● How to complete this task: Your job is to return every line of the listing holding the string "clamp".

● Records supplied:
------------

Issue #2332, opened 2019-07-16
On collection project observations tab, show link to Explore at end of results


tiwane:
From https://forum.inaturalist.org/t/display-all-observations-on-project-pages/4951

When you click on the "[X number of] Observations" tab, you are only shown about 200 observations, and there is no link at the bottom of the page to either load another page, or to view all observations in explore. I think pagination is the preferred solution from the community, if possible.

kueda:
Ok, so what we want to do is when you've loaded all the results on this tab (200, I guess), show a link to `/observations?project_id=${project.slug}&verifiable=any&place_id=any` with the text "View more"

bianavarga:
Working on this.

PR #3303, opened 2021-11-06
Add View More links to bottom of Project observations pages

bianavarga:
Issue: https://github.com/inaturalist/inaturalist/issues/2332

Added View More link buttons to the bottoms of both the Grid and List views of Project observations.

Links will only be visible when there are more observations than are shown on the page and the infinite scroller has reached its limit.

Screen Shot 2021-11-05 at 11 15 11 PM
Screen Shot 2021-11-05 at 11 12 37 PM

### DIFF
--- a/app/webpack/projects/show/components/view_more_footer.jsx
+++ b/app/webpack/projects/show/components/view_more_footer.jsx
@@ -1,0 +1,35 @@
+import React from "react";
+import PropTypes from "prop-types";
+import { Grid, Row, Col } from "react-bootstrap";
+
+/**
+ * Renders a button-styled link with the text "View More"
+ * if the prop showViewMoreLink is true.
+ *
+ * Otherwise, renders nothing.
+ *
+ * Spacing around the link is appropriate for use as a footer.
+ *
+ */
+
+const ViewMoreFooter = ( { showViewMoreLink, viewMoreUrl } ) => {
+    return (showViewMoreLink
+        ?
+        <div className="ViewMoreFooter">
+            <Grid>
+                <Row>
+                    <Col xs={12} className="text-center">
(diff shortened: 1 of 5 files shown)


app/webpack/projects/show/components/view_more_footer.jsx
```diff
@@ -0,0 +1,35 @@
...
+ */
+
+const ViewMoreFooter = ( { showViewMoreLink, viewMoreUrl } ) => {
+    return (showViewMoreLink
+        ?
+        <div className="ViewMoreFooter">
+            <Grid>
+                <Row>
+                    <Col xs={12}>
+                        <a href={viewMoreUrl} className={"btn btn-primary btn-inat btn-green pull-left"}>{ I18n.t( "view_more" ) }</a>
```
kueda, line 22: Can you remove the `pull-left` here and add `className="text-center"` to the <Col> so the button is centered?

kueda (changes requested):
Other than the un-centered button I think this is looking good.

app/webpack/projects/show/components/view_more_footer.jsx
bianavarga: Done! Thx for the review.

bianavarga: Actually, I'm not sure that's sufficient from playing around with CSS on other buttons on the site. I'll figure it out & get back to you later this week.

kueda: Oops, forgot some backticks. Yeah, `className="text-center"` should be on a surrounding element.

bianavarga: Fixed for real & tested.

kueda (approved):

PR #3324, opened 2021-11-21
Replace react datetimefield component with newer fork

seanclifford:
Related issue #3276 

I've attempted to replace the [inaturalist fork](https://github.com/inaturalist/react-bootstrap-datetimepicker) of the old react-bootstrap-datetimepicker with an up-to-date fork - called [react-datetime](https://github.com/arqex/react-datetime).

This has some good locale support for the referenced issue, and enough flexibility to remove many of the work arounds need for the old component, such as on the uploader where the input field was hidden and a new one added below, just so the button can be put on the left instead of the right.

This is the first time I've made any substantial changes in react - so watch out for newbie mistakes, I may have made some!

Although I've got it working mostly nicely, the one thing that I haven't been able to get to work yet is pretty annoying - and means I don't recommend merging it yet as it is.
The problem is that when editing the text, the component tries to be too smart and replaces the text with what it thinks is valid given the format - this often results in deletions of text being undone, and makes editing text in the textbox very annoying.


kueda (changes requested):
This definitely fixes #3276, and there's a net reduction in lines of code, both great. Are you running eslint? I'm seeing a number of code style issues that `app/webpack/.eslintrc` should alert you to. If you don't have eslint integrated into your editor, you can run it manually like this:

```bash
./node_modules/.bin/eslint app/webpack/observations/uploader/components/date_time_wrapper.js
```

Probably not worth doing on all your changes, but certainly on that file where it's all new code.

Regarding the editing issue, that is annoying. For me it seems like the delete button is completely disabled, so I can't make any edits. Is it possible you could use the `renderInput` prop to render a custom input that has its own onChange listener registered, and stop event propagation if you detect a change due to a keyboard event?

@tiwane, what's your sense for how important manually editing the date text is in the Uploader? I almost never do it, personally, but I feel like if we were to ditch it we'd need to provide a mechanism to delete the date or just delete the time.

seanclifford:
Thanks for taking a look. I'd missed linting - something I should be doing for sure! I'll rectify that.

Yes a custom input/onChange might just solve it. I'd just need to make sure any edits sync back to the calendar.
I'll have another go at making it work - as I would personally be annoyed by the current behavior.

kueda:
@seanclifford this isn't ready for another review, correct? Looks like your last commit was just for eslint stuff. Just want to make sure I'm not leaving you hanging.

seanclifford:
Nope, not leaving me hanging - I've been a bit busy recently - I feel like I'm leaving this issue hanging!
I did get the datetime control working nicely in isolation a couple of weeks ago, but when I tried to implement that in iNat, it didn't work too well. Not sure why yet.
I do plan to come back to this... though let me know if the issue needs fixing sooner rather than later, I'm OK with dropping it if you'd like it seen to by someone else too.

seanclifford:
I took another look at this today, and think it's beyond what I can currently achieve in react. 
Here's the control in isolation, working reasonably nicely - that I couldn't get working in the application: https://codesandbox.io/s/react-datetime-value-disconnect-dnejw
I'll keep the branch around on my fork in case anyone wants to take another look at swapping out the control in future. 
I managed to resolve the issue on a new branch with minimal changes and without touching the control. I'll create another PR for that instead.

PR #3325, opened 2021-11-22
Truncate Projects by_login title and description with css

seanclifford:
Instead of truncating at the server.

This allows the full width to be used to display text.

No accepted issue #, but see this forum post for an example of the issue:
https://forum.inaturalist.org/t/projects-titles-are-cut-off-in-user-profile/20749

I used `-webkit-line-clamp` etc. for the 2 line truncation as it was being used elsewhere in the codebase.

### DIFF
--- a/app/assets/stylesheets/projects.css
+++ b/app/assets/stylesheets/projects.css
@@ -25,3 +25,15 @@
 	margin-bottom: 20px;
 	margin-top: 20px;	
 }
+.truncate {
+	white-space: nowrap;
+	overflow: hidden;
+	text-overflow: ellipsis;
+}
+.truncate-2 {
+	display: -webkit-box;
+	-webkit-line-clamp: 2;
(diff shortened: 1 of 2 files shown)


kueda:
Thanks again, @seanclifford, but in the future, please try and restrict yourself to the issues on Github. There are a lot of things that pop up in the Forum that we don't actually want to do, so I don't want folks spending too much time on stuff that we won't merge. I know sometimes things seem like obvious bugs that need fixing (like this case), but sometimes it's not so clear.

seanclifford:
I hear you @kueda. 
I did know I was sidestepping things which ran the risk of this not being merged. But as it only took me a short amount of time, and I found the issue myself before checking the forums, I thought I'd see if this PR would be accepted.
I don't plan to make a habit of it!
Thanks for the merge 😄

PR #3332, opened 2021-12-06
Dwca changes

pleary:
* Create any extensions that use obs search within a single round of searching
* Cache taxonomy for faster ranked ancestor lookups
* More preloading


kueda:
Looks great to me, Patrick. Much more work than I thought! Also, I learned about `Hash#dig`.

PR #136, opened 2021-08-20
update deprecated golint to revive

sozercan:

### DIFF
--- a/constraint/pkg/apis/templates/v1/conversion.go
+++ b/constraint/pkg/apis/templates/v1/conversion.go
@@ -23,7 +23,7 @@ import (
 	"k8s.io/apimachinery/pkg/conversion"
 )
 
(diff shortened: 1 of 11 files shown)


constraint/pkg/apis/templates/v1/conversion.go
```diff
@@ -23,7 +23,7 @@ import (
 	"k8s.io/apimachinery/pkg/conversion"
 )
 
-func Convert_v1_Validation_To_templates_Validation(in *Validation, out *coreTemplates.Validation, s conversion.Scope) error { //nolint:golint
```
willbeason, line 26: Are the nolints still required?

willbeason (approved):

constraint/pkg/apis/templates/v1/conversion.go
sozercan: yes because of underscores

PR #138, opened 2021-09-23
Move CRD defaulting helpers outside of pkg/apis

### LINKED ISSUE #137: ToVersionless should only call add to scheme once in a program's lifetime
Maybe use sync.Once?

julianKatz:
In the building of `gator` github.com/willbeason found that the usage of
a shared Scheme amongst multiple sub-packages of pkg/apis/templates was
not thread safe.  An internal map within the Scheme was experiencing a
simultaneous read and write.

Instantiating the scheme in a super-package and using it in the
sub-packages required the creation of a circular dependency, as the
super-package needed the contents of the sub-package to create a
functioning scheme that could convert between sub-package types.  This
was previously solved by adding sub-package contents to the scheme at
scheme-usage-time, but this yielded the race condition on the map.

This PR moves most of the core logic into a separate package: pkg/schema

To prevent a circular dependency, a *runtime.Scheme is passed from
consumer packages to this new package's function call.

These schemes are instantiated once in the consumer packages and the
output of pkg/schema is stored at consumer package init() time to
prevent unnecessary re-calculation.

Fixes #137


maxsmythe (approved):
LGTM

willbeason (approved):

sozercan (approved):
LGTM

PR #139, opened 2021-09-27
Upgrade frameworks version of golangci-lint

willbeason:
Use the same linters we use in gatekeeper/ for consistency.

------------

● Reply to the exercise:
I used `-webkit-line-clamp` etc. for the 2 line truncation as it was being used elsewhere in the codebase.
+	-webkit-line-clamp: 2;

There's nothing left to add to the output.